Sunday, August 11, 2013

Living the Cube-Life in "I Hate You. Bend Over." Latin Lovers, now available in Kindle format.

This new anthology from STARbooks features my original story, "I Hate You. Bend Over."   Available now in Kindle format from Amazon


This one's for my buddies Matt & Mario.  Love ya, guys.


Mario and I shared a cubicle about the size of two McDonalds booths shoved together.  We’d been stuck together for about six months, ever since my former cubemate—Sharon “touch my titties” Fowler—was fired for sexually harassing one of the temps. 

For me and Mario it was hate at first sight.

He was infuriating: more handsome than he deserved, funnier than I’d like to admit, and sexier than I could stand.  He had a thick, muscular body that bulged in all the right places, stretching his perfectly pressed white shirts and charcoal gray slacks.  He had large, perfect hands and he shaved his head, which gave his face a feral, hungry look, his red power tie dropping from his chin like the lolling tongue of a wolf.

Despite his good looks and his suave demeanor, he was a total dick.  He was a braggart and a liar.  He stole credit for other people’s work, found scapegoats for his own fuck-ups, swiped lunches from the lounge refrigerator, took coins from the coffee kitty to use in the vending machine, and plundered people’s desk drawers after everyone else had gone home.  I once caught him stuffing his briefcase with boxes of staples and paperclips.  To be honest, the fact that he was stealing office supplies would almost have endeared him to me had forty bucks not gone missing from my winter coat the next week.

I hated him.  A lot.

After my first two weeks with Mario, I submitted a form to Facility Operations requesting a cube reassignment.  I was hopeful for a couple of days, but then I got hauled into my boss’s boss’s office where, with an H.R. rep named T.J. as a witness, I was accused of being a racist.  With no clear preamble, I wasn’t sure exactly where the accusation came from.  I listened for a while and then asked what had prompted the meeting.  T.J. handed me a copy of my transfer request.  “It’s not okay to hate Hispanics,” he said.

My head exploded.

“I don’t hate Hispanics!” I roared.  “What the hell are you thinking?”

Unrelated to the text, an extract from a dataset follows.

PR #5209, opened 2024-11-04
Ensure last ligature cell is updated

### LINKED ISSUE #3288: WebGL ligatures are storing wrong color for cells, causing bad rendering sometimes when type ahead is used in VS Code
Screen Shot 2021-04-02 at 3 31 25 PM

Martin, my boss’s boss, leaned back in his chair, grinning and steepling his fingers like he was getting a big kick out of the process.

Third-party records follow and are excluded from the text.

Issue #3025, opened 2020-07-31
Terminal doesn't respond to keypresses


yvantitov:
I can't seem to get input from a `Terminal` when using xterm.js in a html page. I apologize in advance if this is a silly error on my end, but I cannot figure out what I did wrong.
## Details

- Browser and browser version: Google Chrome | 84.0.4147.89 (Official Build) (64-bit)
- OS version: Ubuntu 20.04 LTS x86_64
- xterm.js version: 4.8.1

### Steps to reproduce

1. Put this into a file:
```
<!DOCTYPE html>
<html>
  <head>
   <meta charset="UTF-8">
   <title>Broken :(</title>
   <link rel="stylesheet" href="node_modules/xterm/css/xterm.css" />
   <script src="node_modules/xterm/lib/xterm.js"></script>
  </head>

  <body>
   <div id="terminal"></div>

   <script type = "text/javascript">
      var term = new Terminal();
      term.open(document.getElementById('terminal'));
      term.writeln('Hello World!');
      term.onKey = (key, ev) => {
          console.log(`Key entered: ${key}`);
      }
   </script>
  </body>
</html>
```
2. Open it in browser (same behavior also observed when using a basic HTTP server).
3. There is a properly styled terminal but I cannot type in it. Nothing happens visually. There is also no output in the console.

Tyriar:
> term.onKey = (key, ev) => {

term.onKey is a function:

```
term.onKey((key, ev) => {

});
```

Also you should typically be using `onData` instead.

yvantitov:
Working now. Thanks!

anatoly314:
> > term.onKey = (key, ev) => {
> 
> term.onKey is a function:
> 
> ```
> term.onKey((key, ev) => {
> 
> });
> ```
> 
> Also you should typically be using `onData` instead.

So, what the difference between `onKey` and `onData`? I have a similar experience where `onKey` not fired on Android's Chrome browser (except `enter`, 'backspace`) neither `onData` till I type something like `$#@!}|` then `onData` fired will all the chars been typed till now but `onKey` still keeps silence. Doubt is it a known bug or I should report it?

Tyriar:
`onKey` fires during the keypress/keydown events when `onData` should also fire (unless `disableStdin` is on), it contains the DOM event. `onData` is the keyevent serialized such that it can be passed to a pty.

I can't repro what you're seeing. Backspace, $ and | are pressed below in the demo:

[...]

PR #5221, opened 2024-11-20
AccessibilityManager's handleKey should be triggered by onData, not onKey

ikicha:
Issue:
In Android, screen reader feature sometimes generates the voice output including previous content

Reason:
`_liveRegion.textContent` from previous command is supposed be cleaned up in key stroke event, but onKey doesn't work as intended with IME(except 'enter' in Android) as mentioned in #3025. So the voice output includes previous content.

Fix:
As @Tyriars said in #3025, use `onData` instead of `onKey`

### DIFF
--- a/src/browser/AccessibilityManager.ts
+++ b/src/browser/AccessibilityManager.ts
@@ -112,7 +112,7 @@ export class AccessibilityManager extends Disposable {
     this._register(this._terminal.onA11yChar(char => this._handleChar(char)));
     this._register(this._terminal.onLineFeed(() => this._handleChar('\n')));
     this._register(this._terminal.onA11yTab(spaceCount => this._handleTab(spaceCount)));
-    this._register(this._terminal.onKey(e => this._handleKey(e.key)));
+    this._register(this._terminal.onData(e => this._handleKey(e)));
     this._register(this._terminal.onBlur(() => this._clearLiveRegion()));
     this._register(this._renderService.onDimensionsChange(() => this._refreshRowsDimensions()));
     this._register(addDisposableListener(doc, 'selectionchange', () => this._handleSelectionChange()));


ikicha:
@Tyriar @jerch , can you review this CL?

ikicha:
@Tyriar ping..

jerch:
@ikicha Does that still work the same way? Plz note, that `onData` is special, as it outputs PTY-ready data, which is not necessarily from user input.

Sorry I cannot really review this, as I literally have no clue about accessibility's best practices.

Tyriar:
We can't use `onData` here as it is not necessarily user input would therefore make the `_charsToConsume` part fall over:

https://github.com/anouartouati/xterm.js/blob/c71ef1b91a736db5fad024600f0303809215052d/src/browser/AccessibilityManager.ts#L41-L50

What this change also does is run `_handleKey` after each and every change to the terminal buffer.

> As @Tyriars said in https://github.com/xtermjs/xterm.js/issues/3025, use onData instead of onKey

This was general advice to embedders of the lib.

---

Closing since we can't accept this and a different fix would likely look pretty different.

ikicha:
Can you suggest a possible fix for that? The problem is onKey isn't called when key input comes from soft keyboard.

jerch:
Whats the general handling of input output systems by accessibility software? With a terminal we have the following IO issue:
- INPUT: user presses a key, that genuine user input
- OUTPUT: terminal echos that user input in its output

Is it normal to be mirrored on both sides, thus twice? If yes then onKey/onData is the right track. The problem remains, that `onData` is a sythesized string suitable for PTY ingestion, which may already contain control sequences even from user input. So we already lost the key-press connection at that point and the data might be in a non-undetstandable format already. And furthermore, as @Tyriar already wrote, `onData` may contain input from other sources (like clipboard pastes or programmaically places terminal input) - also not a good idea to mirror that 1:1 to accessibility software.

Imho to fix this, we might need an API in middle specially crafted for accessibility, which can still distinguish between keypresses, clipboard pastes etc. and has not yet PTY-transformations applied on the data.

Tyriar:
Perhaps listening to `compositionupdate`? This is an event that comes from IMEs and fires when you type on PC. Similar to this:

https://github.com/xtermjs/xterm.js/blob/33a5457407949a4aab9e4662015436c427cefe5a/src/browser/CoreBrowserTerminal.ts#L381-L383

ikicha:
re comment

> Perhaps listening to `compositionupdate`? This is an event that comes from IMEs and fires when you type on PC. Similar to this:
> 
> https://github.com/xtermjs/xterm.js/blob/33a5457407949a4aab9e4662015436c427cefe5a/src/browser/CoreBrowserTerminal.ts#L381-L383

Thanks for the advice.

Did you mean by calling `_handleKey` when compositionupdate is fired as well as onKey? or maybe only compositionupdate?

Tyriar:
I _think_ you want to call `_handleKey` on `compositionend` only. That would add the characters to the `_charsToConsume` queue, and hopefully prevent them from being read by the screen reader twice which is what that mechanism is for.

“This is not funny, Martin,” I snapped.

He shrugged.

T.J. inserted himself back into the conversation.  “I think the best way to handle this is to get you some training—”

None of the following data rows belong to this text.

Issue #1727, opened 2018-10-05
Atypical "Erase In Display" behaviour


pfitzseb:
Most terminals seem to implement ED (specifically `\x1b[2J`) by not actually deleting anything from the display buffer, but rather by scrolling. Conversely, xterm.js does delete the display buffer's contents, which is a) inconsistent and b) annoying because you lose output. I don't think this behaviour qualifies as a bug because the spec doesn't say about what should happen with the scrollback buffer, but would still be nice if this were changed.

Downstream issue in https://github.com/JunoLab/atom-julia-client/issues/521.

## Details
- Browser and browser version: Electron 2.0.8
- OS version: Manjaro 
- xterm.js version: master (but also at least 3.6 and 3.7)

### Steps to reproduce
Try 
```bash
for i in {1..20}; do
  echo "$i"
done
echo '\e[1;1H\e[2J'
```
in xterm.js and another terminal emulator, and scroll up afterwards.

![image](https://user-images.githubusercontent.com/6735977/46527796-721bb900-c892-11e8-833d-58c15ef00477.png)
Expected behaviour is what e.g. Konsole does (middle window), and not how e.g. VSCode (left) or Juno's terminal (right, with xterm.js master) handles this.

Tyriar:
Sounds good, Terminal.app and iterm2 also show this behavior.

egmontkob:
[VTE](https://bugzilla.gnome.org/show_bug.cgi?id=506438) and [Konsole](https://bugs.kde.org/show_bug.cgi?id=384218) also behave as suggested here, and have bugreports to revert to xterm's behavior of deleting those lines :D

The main problem is: if someone's intent is really to clear the entire scrollback (which the `clear` command supposedly does), it no longer works completely, leaves a screenful of content in the scrollback because `clear` emits the sequences in the wrong order – well, at least wrong order for these kinds of terminal emulators.

It's either a downside here or a downside there, you pick :)

Tyriar:
@egmontkob I thought clear typically sent a different sequence to clear the scrollback as well?

seeruk:
Really keen to see this one resolved, it's the only thing holding me back from using terminal emulators like Hyper. I use Ctrl+L a lot to get rid of noise on my screen, but often want to be able to go back and see what was output. That includes things like testing. Personally, I don't see any reason not to work like iTerm2, VTE terminals, Terminal.app, etc. - there could be a separate way to clear the whole scrollback, or just push what's on screen up.

[...]

PR #5224, opened 2024-11-21
putty-style ED2 sequence handling as terminal option

Blashaq:
This PR is related to the problem discussed in https://github.com/xtermjs/xterm.js/issues/1727.

goals: 
- Allow xterm.js based applications to change CSI 2 J sequence behaviour to non-canon, which is sometimes preferred by users. 
- Keep canon handling of CSI 2 J (clear whole screen) as default.
- Alternative handling will push erased text to the scrollback and trim empty lines. This is the way PuTTY and some other terminals do it by default.

changes made:
- New configuration option: `scrollOnDisplayErase` in `ITerminalOptions`.
- InputHandler.eraseInDisplay will behave differently if this option is set.
- Added some tests.

Fixes https://github.com/xtermjs/xterm.js/issues/1727


jerch (commented):
Thx for looking into this.

Beside the minor code suggestion below - LGTM :+1:

Blashaq:
Thanks for suggestions, this is indeed cleaner (and also works, to no suprise :octocat:  ).

jerch:
@Blashaq The CI tests dont run yet, seems `scrollOnDisplayErase` is missing in src/common/services/Services.ts in ITerminalOptions?

Blashaq:
You're right, sorry. I have accidentally skipped that file in my commit.

jerch:
There are still linter some issues.

Blashaq:
Everything should be fine now 🙏

jerch (approved):
@Blashaq LGTM :+1:, many thx for the PR.

@Tyriar There seems to be an issue with `clear` under with linux with ED3 - the new scrollbar gets not updated by ED3 yet. Maybe this not enough to announce the changes: https://github.com/xtermjs/xterm.js/blob/41e8ae395937011d6bf6c7cb618b851791aed395/src/common/InputHandler.ts#L1238

Imho its not linked to this PR, thus I create a new ticket. --> #5228

Tyriar (approved):
LGTM 👏 sorry about the delay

“Oh, my God, T.J..  This is nuts.”

“Your Remedial Diversity Training starts at 10:00 a.m. on Thursday in the small conference room.”

“I don’t need Remedial Diversity Training.  I’m a half-Jewish, half-Catholic gay man from Alabama, for Christ’s sake—”

“Then you should be more adept at the whole Diversity thing, don’t you think?”  T.J. was leaning forward with his elbows on his knees, projecting his talk show empathy in my direction.  “Differences make us stronger,” he said.

Martin was still steepling and grinning.  Fucking bastard.

I “accidentally” knocked a cup of coffee off Martin’s desk as I left the meeting, but I went to the class.

And I knew I would be stuck forever in that cubicle with Mario.